2023年5月22日 20:49:44go评论100阅读模式

英文:

Compare similar spelling in Pandas dataframe column but different value in another column

问题

以下是您要翻译的部分：

让我们假设我有一个在Python中的Pandas数据帧，看起来像这样：

df_test = pd.DataFrame(data=None, columns=['file', 'number'])
df_test.file = ['washington_142', 'washington_287', 'chicago_453', 'chicago_221', 'chicago_345', 'seattle_976', 'seattle_977', 'boston_367', 'boston 098']
df_test.number = [20, 21, 33, 34, 33, 45, 45, 52, 52]

我想从这个数据集中找出那些在'file'列中以完全相同的字母开头（可能至少50%的字符串），但在'number'列中没有相同对应值的字符串。在这个示例中，这意味着我想创建一个新的数据帧，找到以下内容：

'washington_142', 'washington_287', 'chicago_453', 'chicago_221', 'chicago_345'

但不包括其他的，因为它们在拼写开头相同的情况下具有相同的'number'值。我知道有一个名为'difflib.get_close_matches'的函数，但我不确定如何将其实现以与数据帧中的其他列进行比较。任何建议或帮助都将不胜感激！

英文:

Let's say I have a Pandas dataframe in Python that looks something like this:

df_test = pd.DataFrame(data=None, columns=[&#39;file&#39;, &#39;number&#39;])
df_test.file = [&#39;washington_142&#39;, &#39;washington_287&#39;, &#39;chicago_453&#39;, &#39;chicago_221&#39;, &#39;chicago_345&#39;, &#39;seattle_976&#39;, &#39;seattle_977&#39;, &#39;boston_367&#39;, &#39;boston 098&#39;]
df_test.number = [20, 21, 33, 34, 33, 45, 45, 52, 52]

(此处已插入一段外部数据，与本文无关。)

PR #2778, opened 2019-07-08
remove auto tags

edgardoh:
remove auto tags:

Some operation on the filemanager are slow down by some tags access. On my system, discarding the history to 200 images take a few seconds, if I bypass the tag access it takes a second.
I have added a config option under core options->miscellaneous->add informational tags to the image, enabled by default, that will allow to skip the access to the darktable|* tags (darktable|changed, darktable|exported, ..). This tags are not used internally so its ok to be user's choice.

lock rawspeed read file:

Right now, when thumbs are generated, sometimes darktable stops processing (or it seems so) for a while, then it start again. 
To test it:
- start darktable with -d perf
- set a collection that take several pages
- copy the history from one image and paste it onto the entire collection
- scroll down until all visible thumbs are unprocessed

eventually on the console no process is displayed, and after a while it start again, sometimes it takes longer than other.

The delay happens when rawspeed is reading the raw and there's several reads at the same time, so I added a lock, this way only one read happens.
This is kind of a patch, in the sense that I'm not sure what's going on, in theory we should be able to read different files from multiple threads without any noticeable delay. Maybe the file should be readed in chunks instead of all at once, or maybe there's some lock that I'm not aware of. But for now this makes the thumbs generation faster, and if this is ever fixed removing the lock is easy.

### DIFF
--- a/src/common/image.c
+++ b/src/common/image.c
@@ -1711,6 +1711,8 @@ int32_t dt_image_copy_rename(const int32_t imgid, const int32_t filmid, const gc
 
         // write xmp file
         dt_image_write_sidecar_file(newid);
+
+        dt_collection_update_query(darktable.collection);
       }
 
       g_free(filename);
--- a/src/common/undo.c
+++ b/src/common/undo.c
@@ -17,6 +17,7 @@
 */
 
 #include "common/darktable.h"
+#include "common/collection.h"
 #include "common/undo.h"
 #include <glib.h>    // for GList, gpointer, g_list_first, g_list_prepend
 #include <stdlib.h>  // for NULL, malloc, free
@@ -225,6 +226,8 @@ void dt_undo_do_redo(dt_undo_t *self, uint32_t filter)
     l = g_list_next(l);
   }
   UNLOCK;
+
+  dt_collection_update_query(darktable.collection);
 }
 
 void dt_undo_do_undo(dt_undo_t *self, uint32_t filter)
@@ -305,6 +308,8 @@ void dt_undo_do_undo(dt_undo_t *self, uint32_t filter)
   }
 
   UNLOCK;
+
+  dt_collection_update_query(darktable.collection);
 }
 
 static void _undo_clear_list(GList **list, uint32_t filter)
--- a/src/common/darktable.c
+++ b/src/common/darktable.c
@@ -435,6 +435,7 @@ int dt_init(int argc, char *argv[], const gboolean init_gui, const gboolean load
   dt_pthread_mutex_init(&(darktable.plugin_threadsafe), NULL);
   dt_pthread_mutex_init(&(darktable.capabilities_threadsafe), NULL);
   dt_pthread_mutex_init(&(darktable.exiv2_threadsafe), NULL);
+  dt_pthread_mutex_init(&(darktable.readFile_mutex), NULL);
   darktable.control = (dt_control_t *)calloc(1, sizeof(dt_control_t));
 
   // database
@@ -1130,6 +1131,7 @@ void dt_cleanup()
   dt_pthread_mutex_destroy(&(darktable.plugin_threadsafe));
   dt_pthread_mutex_destroy(&(darktable.capabilities_threadsafe));
   dt_pthread_mutex_destroy(&(darktable.exiv2_threadsafe));
+  dt_pthread_mutex_destroy(&(darktable.readFile_mutex));
 
   dt_exif_cleanup();
 }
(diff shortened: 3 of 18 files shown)


src/common/image.c
```diff
@@ -744,8 +744,11 @@ int32_t dt_image_duplicate_with_version(const int32_t imgid, const int32_t newve
     sqlite3_finalize(stmt);
 
     // make sure that the duplicate doesn't have some magic darktable| tags
-    dt_tag_detach_by_string("darktable|changed", newid);
```
TurboGit: As above, it seems to me that we want to always detach the tags here as it was done.

src/common/history.c
```diff
@@ -97,8 +97,11 @@ void dt_history_delete_on_image_ext(int32_t imgid, gboolean undo)
   dt_image_reset_final_size(imgid);
 
   /* remove darktable|style|* tags */
-  dt_tag_detach_by_string("darktable|style%", imgid);
```
TurboGit: It seems to me that we want to always detach the tags here as it was done.

TurboGit:
Looking at the code it looks like used_tags is not used anyway. The db is created in database.db and updated in tags.c but never queried. To be double checked...

edgardoh:
used_tags is used in _synchronize_tags in database.c, I didn't check internally where the remove tag spend most of the time.

I'm not sure what you don't agree here with, so I can't make my case, but I take that you can duplicate the performance issue. Do you think that we shoudn't have a setting to bypass this feature?

src/common/history.c
edgardoh: The point here is to do not call the detach, that's why I'm not calling the attach. If no tag is attached there's no need to detach it.

TurboGit:
> used_tags is used in _synchronize_tags in database.c, I didn't check internally where the remove tag spend most of the time.
> 
> I'm not sure what you don't agree here with, so I can't make my case, but I take that you can duplicate the performance issue. Do you think that we shoudn't have a setting to bypass this feature?

My point is that maybe we don't need this setting if the speed is coming from a routine that is actually not needed.

In _synchronize_tags() we may probably compute the used tags as this is done once at startup. So if the speed is indeed in mostly due to dt_tag_update_used_tags() I would prefer not having this new setting as not needed after all. So it would be nice to have figures with the call to dt_tag_update_used_tags().

TurboGit:
The used tags is given by (if I'm not mistaken):

> $ select distinct tagid from tagged_images;

And this on my side with a 50k images db is immediate.

edgardoh:
dt_collection_update_query() takes the longest, but is still faster if we bypass the entire thing.

If you don't want this setting maybe dt_collection_update_query() can be called only if tags are used on the querry, but I don't know how to check that as tags can be combined with any other selection criteria.

There's also the DT_SIGNAL_TAG_CHANGED signal, that is not always raised when tags change, maybe dt_collection_update_query() can be replaced by that signal and let the collection handle it.

src/common/history.c
TurboGit: But this is a routine to delete history, what about old edits?

edgardoh: As I see it is user responsability, if someone don't want the old tags when disabling this functionality is easy to delete them on the lighttable.

edgardoh:
I've done some more testing and the only option I see is to have a version of the add/delete tags that don't call dt_collection_update_query(), then, after the main function, dt_collection_update_query() can be triggered.
This seems to be more 'correct', the collection should not be updated for every single image when the entire selection is processed, and this way we have a performance improvement regardless of any setting.

TurboGit:
@edgardoh : your last proposal looks promising indeed!

edgardoh:
@TurboGit , done.

src/common/undo.c
```diff
@@ -225,6 +226,8 @@ void dt_undo_do_redo(dt_undo_t *self, uint32_t filter)
     l = g_list_next(l);
   }
   UNLOCK;
+
+  dt_collection_update_query(darktable.collection);
```
TurboGit: I suppose this could be done only for lighttable undo types (that is no doing that when history or mask is changed), something like that:

if(filter & DT_UNDO_LIGHTTABLE)  dt_collection_update_query(darktable.collection);

src/common/undo.c
```diff
@@ -305,6 +308,8 @@ void dt_undo_do_undo(dt_undo_t *self, uint32_t filter)
   }
 
   UNLOCK;
+
+  dt_collection_update_query(darktable.collection);
```
TurboGit: likewise.

src/common/undo.c
edgardoh: We need this to work on the filmstrip, on discard history, when an image is first edited, etc. Actually any operation that may change the collection.

TurboGit: I see, and indeed I forgot that a collection could be changed by history stack if the aspect ratio is changed. So looks good indeed.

What I want to find out from this dataset are those strings in 'file' that start with the same exact letters (maybe 50% of the string at least), but that do not have the same corresponding value in the 'number' column. In this example, it means I would want to create a new dataframe that finds:

&#39;washington_142&#39;, &#39;washington_287&#39;, &#39;chicago_453&#39;, &#39;chicago_221&#39;, &#39;chicago_345&#39;

But none of the others since they have the same 'number' when the spelling starts with the same string. I know there is a function 'difflib.get_close_matches' but I am not sure how to implement it to check with the other column in the dataframe. Any advice or help is really appreciated!

答案1

得分: 2

你需要澄清你的规则（多少个字母？或者多大比例？）

假设你想要完全匹配：

df['match'] = df['file'].str.extract('^([a-zA-Z]+)', expand=False)
df = df.groupby('match').filter(lambda _df: _df.number.nunique() > 1)
print(df['file'].unique())

英文:

You need to clarify your rule (how many letters? or how much fraction?)

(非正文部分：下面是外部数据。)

PR #2783, opened 2019-07-12
module order: dither before framing and watermark

jakubfi:
Currently dt applies dithering after framing and watermark, which may lead to things like noisy border, watermark rendered in low bit depth, monochrome, etc. This can be changed by reordering modules ofcourse, but I think the default behavior which user would expect from the software is to apply dithering only to actual image content, and then overlay it with "artificial" content like border and watermark.


edgardoh:
This function must not be modified, if you want to change the iop order you have to do it here:

https://github.com/darktable-org/darktable/blob/master/src/common/iop_order.c#L60

jakubfi:
Oh, I missed that function completely. Thank you @edgardoh, fixed.

TurboGit:
Looks good to me. Thanks.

Assuming you want a full match:

df[&#39;match&#39;] = df[&#39;file&#39;].str.extract(&#39;^([a-zA-Z]+)&#39;, expand=False)
df = df.groupby(&#39;match&#39;).filter( lambda _df : _df.number.nunique() &gt; 1)
print(df[&#39;file&#39;].unique())

答案2

得分: 1

以下是您要翻译的内容：

"The answer by Learning is a mess is much more efficient if the letters in the file strings will fully match. If there are other differences in file other than numbers and _/ , then you might want to use fuzzywuzzy to match the similarity of the files:

from fuzzywuzzy import fuzz
# get all permutations
compare = pd.MultiIndex.from_product([df_test.file,
                                      df_test.file]).to_series()
# fuzzy match - see https://stackoverflow.com/a/54866372/18571565
def metrics(tup):
    return pd.Series([fuzz.ratio(*tup)],
                     ['ratio'])
compare = compare.apply(metrics)
compare = compare.loc[compare.ratio.ge(60)]  # chosen 60% minimum match here
# get list of non-matching numbers for 'matched' files
non_matching_files = compare.loc[
    # convert 'compare' index to pd.DataFrame
    pd.DataFrame(compare.index.to_list()).replace(
        # replace all values in df with matching 'number'
        df_test.set_index("file")["number"].to_dict())\
        # calculat differences between two columns and find those not equal
        .diff(axis=1)[1].ne(0).to_list()]\
    # return the first column of the index (the 'grouped' column) as a list
    .index.get_level_values(0).to_list()
# filter df_test for 'file' in list
df_test = df_test[df_test.file.isin(non_matching_files)]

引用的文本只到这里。